I am a beginner in R, and have transitioned from Stata/SPSS to R. I used to run tabular command in Stata to generate summary of continuous variable by grouping variable. Is there any way I can do this?
I searched on SO, and I found this thread: How to get Summary statistics by group
While Hadley's map function did help me provide quartiles, mean and median, but I need more. Specifically, the number of elements in a particular quartile, the number of elements in a particular level of a factor.
Here's dummy code:
data <- c(62, 60, 63, 59, 63, 67, 71, 64, 65, 66, 68, 66,
71, 67, 68, 68, 56, 62, 60, 61, 63, 64, 63, 59)
grp <- factor(rep(LETTERS[1:4], c(4,6,6,8)))
df <- data.frame(group=grp, dt=data)
df %>%
data.table::as.data.table(.) %>%
split(.,by=c("group"),drop = TRUE,sorted = TRUE) %>%
purrr::map(~summary(.$dt))
And
describe(df$group)
gives two different disjointed sets--one only provides descriptive statistics about categorical variable, while the other only provides basic six functions. I need to see what's going on within a quartile.
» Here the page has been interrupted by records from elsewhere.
Issue #1544, opened 2022-01-25
[RPM M1] The assemble workflow should have a function to wrap build artifacts into a RPM package


peterzhuamazon:
Tasks | Estimate | Status | Notes | Dependencies
-- | -- | -- | -- | --
~~Just like build workflow, add a “--distribution” parameter, so that the assemble workflow knows which distribution to create based on the input artifacts from build workflow~~ <br><br>20220220: Design change, since build workflow already have `--distribution` ready, assemble workflow can directly take distribution info from build manifest. Then assemble the new rpm after zips installation. | 3 | Complete |   |  
The existing distribution generating code of TAR and ZIP should still function after the above change | 3 | Complete | 20220220: #1659 ✅  <br><br>20220228: Improvements on maps: https://github.com/opensearch-project/opensearch-build/pull/1676 ✅   |

peterzhuamazon:
20220220: 
* https://github.com/opensearch-project/opensearch-build/pull/1659

peterzhuamazon:
20220228: Improvements on maps: https://github.com/opensearch-project/opensearch-build/pull/1676 ✅

PR #1659, opened 2022-02-20
[RPM M1] Assemble artifacts based on distribution not file extension

peterzhuamazon:

### Description
Hi,

This PR is to assemble artifacts based on distribution value in build manifest.
Instead of based on build workflow artifact file extension.
We will use distribution value in build manifest to assemble artifact.

This is the PR to follow up on #1629, as a pre-requisite to add RPM distribution extract/install/assemble.

Thanks.

 
### Issues Resolved
Part of #1544
 
### Check List


peterzhuamazon:
@dblock need some help on the mypy error:
```

tests/tests_assemble_workflow/test_dist.py:49: error: "DistTar" has no attribute "_Dist__find_min_archive_path"  [attr-defined]
tests/tests_assemble_workflow/test_dist.py:56: error: "DistTar" has no attribute "_Dist__rename_archive_path"  [attr-defined]
tests/tests_assemble_workflow/test_dist.py:64: error: "DistTar" has no attribute "_Dist__rename_archive_path"  [attr-defined]
```

My test case is able to call the function and it exists in the code:
```
def test_find_min_archive_path(self) -> None:
        self.assertEqual(
            self.distTar._Dist__find_min_archive_path(self.artifacts_path),
            self.artifacts_path + "opensearch-1.3.0"
        )
```
The reason I call `self.distTar._Dist__find_min_archive_path` is because `self.distTar.__find_min_archive_path` will throw errors during the pytest.

If you have any experience on this or any advice, please let me know about it.

Thanks.

src/manifests/build_manifest.py
```diff
@@ -22,6 +22,8 @@
   version: string
   platform: linux, darwin or windows
   architecture: x64 or arm64
+  distribution: tar, zip, and more
```
gaiksaya, line 25: Be specific here instead of more. `tar, zip and rpm`

src/manifests/bundle_manifest.py
```diff
@@ -23,6 +23,8 @@ class BundleManifest(ComponentManifest['BundleManifest', 'BundleComponents']):
           version: string
           platform: linux, darwin or windows
           architecture: x64 or arm64
+          distribution: tar, zip, or more
```
gaiksaya, line 26: Same as above

tests/tests_assemble_workflow/data/artifacts/dist/opensearch-1.3.0/opensearch.txt
```diff
@@ -0,0 +1 @@
+This page intentionally left blank.
```
gaiksaya, line 1: what is this file for?

tests/tests_assemble_workflow/data/opensearch-dashboards-build-windows-1.3.0.yml
```diff
@@ -0,0 +1,26 @@
+---
```
gaiksaya, line 1: Why are we adding windows changes in this PR? I think its better to keep the scope of this PR limited to rpm changes

peterzhuamazon:
@dblock need some help on the mypy error:
```

tests/tests_assemble_workflow/test_dist.py:49: error: "DistTar" has no attribute "_Dist__find_min_archive_path"  [attr-defined]
tests/tests_assemble_workflow/test_dist.py:56: error: "DistTar" has no attribute "_Dist__rename_archive_path"  [attr-defined]
tests/tests_assemble_workflow/test_dist.py:64: error: "DistTar" has no attribute "_Dist__rename_archive_path"  [attr-defined]
```

My test case is able to call the function and it exists in the code:
```
def test_find_min_archive_path(self) -> None:
        self.assertEqual(
            self.distTar._Dist__find_min_archive_path(self.artifacts_path),
            self.artifacts_path + "opensearch-1.3.0"
        )
```
The reason I call `self.distTar._Dist__find_min_archive_path` is because `self.distTar.__find_min_archive_path` will throw errors during the pytest.

If you have any experience on this or any advice, please let me know about it.

Thanks.



> @dblock need some help on the mypy error:
> 
> ```
> 
> tests/tests_assemble_workflow/test_dist.py:49: error: "DistTar" has no attribute "_Dist__find_min_archive_path"  [attr-defined]
> tests/tests_assemble_workflow/test_dist.py:56: error: "DistTar" has no attribute "_Dist__rename_archive_path"  [attr-defined]
> tests/tests_assemble_workflow/test_dist.py:64: error: "DistTar" has no attribute "_Dist__rename_archive_path"  [attr-defined]
> ```
> 
> My test case is able to call the function and it exists in the code:
> 
> ```
> def test_find_min_archive_path(self) -> None:
>         self.assertEqual(
>             self.distTar._Dist__find_min_archive_path(self.artifacts_path),
>             self.artifacts_path + "opensearch-1.3.0"
>         )
> ```
> 
> The reason I call `self.distTar._Dist__find_min_archive_path` is because `self.distTar.__find_min_archive_path` will throw errors during the pytest.
> 
> If you have any experience on this or any advice, please let me know about it.
> 
> Thanks.

@peternied do you have any experience on this situation?
These functions exist as __<functionname>, if you call with __<functionname>, the test wont run but if you express them into _<ClassName>__<functionname>they will run, but then mypy complain about it.

Thanks.

Thanks.

src/manifests/build_manifest.py
peterzhuamazon: I will update.

src/manifests/bundle_manifest.py
peterzhuamazon: I will update.

tests/tests_assemble_workflow/data/opensearch-dashboards-build-windows-1.3.0.yml
peterzhuamazon: This is not to add windows changes, rather adding distribution related tests.
The PR itself is also not adding rpm, but adding assemble based on distribution not extension.
Therefore, the windows distribution manifest provide a great scenario of `zip` aside from the default `tar` for us to test.

src/manifests/bundle_manifest.py
```diff
@@ -80,6 +83,7 @@ def __init__(self, data: Dict[str, str]):
             self.version = data["version"]
             self.platform = data["platform"]
             self.architecture = data["architecture"]
+            self.distribution: str = data.get('distribution', None)
```
zelinh, line 86: I think `data.get('distribution')` will return `None` in default if the key not exists, no need to specify it.

tests/tests_assemble_workflow/data/artifacts/dist/opensearch-1.3.0/opensearch.txt
zelinh: Then we can say this file is a placeholder so people won't be confused?

src/manifests/bundle_manifest.py
peterzhuamazon: It will error our in my previous setup thus I add it.
This is the same change in #1629.
Thanks.

tests/tests_assemble_workflow/data/artifacts/dist/opensearch-1.3.0/opensearch.txt
peterzhuamazon: It already said ` This page intentionally left blank. `

src/assemble_workflow/dists.py
```diff
@@ -0,0 +1,24 @@
...
+# this file be licensed under the Apache-2.0 license or a
+# compatible open source license.
+
+import logging
+
+from assemble_workflow.dist import Dist, DistTar, DistZip
+
+
+class Dists:
+    DISTRIBUTIONS_MAP = {
```
mch2, line 13: We now have two maps to maintain, here and in BundleRecorder - perhaps add a class method on DistTar/Zip for fetching the extension and import this map into BundleRecorder?

peternied:
You can still access private methods, see this stack-overflow on how it can be done

https://stackoverflow.com/a/50164564

src/assemble_workflow/dists.py
peterzhuamazon: Will try that method thanks for advice.

peterzhuamazon:
> What about making `find_min_archive_path` a non-private function, seems like that would resolve this problem?
> 
> It is anti-pythonic to create private methods as there is a notion that call code can be seen / used, see this SO post for [additional opinions](https://stackoverflow.com/a/2064400).

Will take a look on that, never thought about this aspect in Python.
Thanks.

dblock (approved):
LGTM! The comment above doesn't feel like a must have.

src/assemble_workflow/dists.py
peterzhuamazon: I will create a secondary PR after this one to implement this, already have clues.

Thanks.

tests/tests_assemble_workflow/test_dist.py
```diff
@@ -4,21 +4,63 @@
...
+            self.distTar.rename_archive_path("temp_path/opensearch-1.3.0"),
+            "temp_path/opensearch-1.3.0"
+        )
+
+    @patch("os.path.dirname", return_value="temp_path")
+    @patch("os.rename")
+    def test_rename_archive_path_rename(self, os_path_dirname: Mock, os_rename: Mock) -> None:
+        self.assertEqual(
+            self.distTar.rename_archive_path("temp_path/opensearch-x.y.z"),
+            "temp_path/opensearch-1.3.0"
```
zelinh, line 65: It seems like this is failing the python check for windows because of the path format.

peterzhuamazon: fixed.

src/assemble_workflow/dists.py
peterzhuamazon: https://github.com/opensearch-project/opensearch-build/pull/1676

I am using Hmisc::describe
package above.
How can I do this using R? I'd sincerely appreciate any help.
Sample Output:
My sample output would look something like this , but it would be grouped for each of the four levels of categorical variable. This way, I can analyze what's going on with continuous variable for each level of categorical variable. Right now, the output is spread across three different commands, and it harder for me to understand what's happening.
Here are the commands:
df %>% data.table::as.data.table(.) %>% split(.,by=c("group"),drop = TRUE,sorted = TRUE) %>% purrr::map(~summary(.$dt))
df %>% data.table::as.data.table(.) %>% split(.,by=c("group"),drop = TRUE,sorted = TRUE) %>% purrr::map(~describe(.$dt))
df %>% group_by(group) %>% count(quartile = ntile(dt, 4))
[The credit for the third command goes to one of the people who answered this questions.]